## Task to carry out:
Transcribe the records below exactly.

## Records for this task:

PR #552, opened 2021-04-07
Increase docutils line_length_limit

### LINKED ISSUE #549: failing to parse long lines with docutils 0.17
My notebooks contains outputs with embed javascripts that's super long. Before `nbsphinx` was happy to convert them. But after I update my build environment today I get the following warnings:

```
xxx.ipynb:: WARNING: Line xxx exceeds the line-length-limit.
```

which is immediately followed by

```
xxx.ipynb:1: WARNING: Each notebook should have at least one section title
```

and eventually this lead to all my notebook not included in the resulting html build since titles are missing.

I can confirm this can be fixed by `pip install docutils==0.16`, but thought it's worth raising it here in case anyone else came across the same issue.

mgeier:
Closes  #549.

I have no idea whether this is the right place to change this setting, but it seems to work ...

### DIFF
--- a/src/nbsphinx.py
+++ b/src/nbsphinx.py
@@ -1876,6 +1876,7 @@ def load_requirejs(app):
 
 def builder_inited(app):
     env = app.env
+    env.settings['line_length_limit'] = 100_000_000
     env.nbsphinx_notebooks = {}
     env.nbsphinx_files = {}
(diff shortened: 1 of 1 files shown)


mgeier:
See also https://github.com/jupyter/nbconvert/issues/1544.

## Result of the exercise:
PR #552, opened 2021-04-07
Increase docutils line_length_limit

### LINKED ISSUE #549: failing to parse long lines with docutils 0.17
My notebooks contains outputs with embed javascripts that's super long. Before `nbsphinx` was happy to convert them. But after I update my build environment today I get the following warnings:

```
xxx.ipynb:: WARNING: Line xxx exceeds the line-length-limit.
```

which is immediately followed by

```
xxx.ipynb:1: WARNING: Each notebook should have at least one section title
```

and eventually this lead to all my notebook not included in the resulting html build since titles are missing.

I can confirm this can be fixed by `pip install docutils==0.16`, but thought it's worth raising it here in case anyone else came across the same issue.

mgeier:
Closes  #549.

I have no idea whether this is the right place to change this setting, but it seems to work ...

### DIFF
--- a/src/nbsphinx.py
+++ b/src/nbsphinx.py
@@ -1876,6 +1876,7 @@ def load_requirejs(app):
 
 def builder_inited(app):
     env = app.env
+    env.settings['line_length_limit'] = 100_000_000
     env.nbsphinx_notebooks = {}
     env.nbsphinx_files = {}
(diff shortened: 1 of 1 files shown)


mgeier:
See also https://github.com/jupyter/nbconvert/issues/1544.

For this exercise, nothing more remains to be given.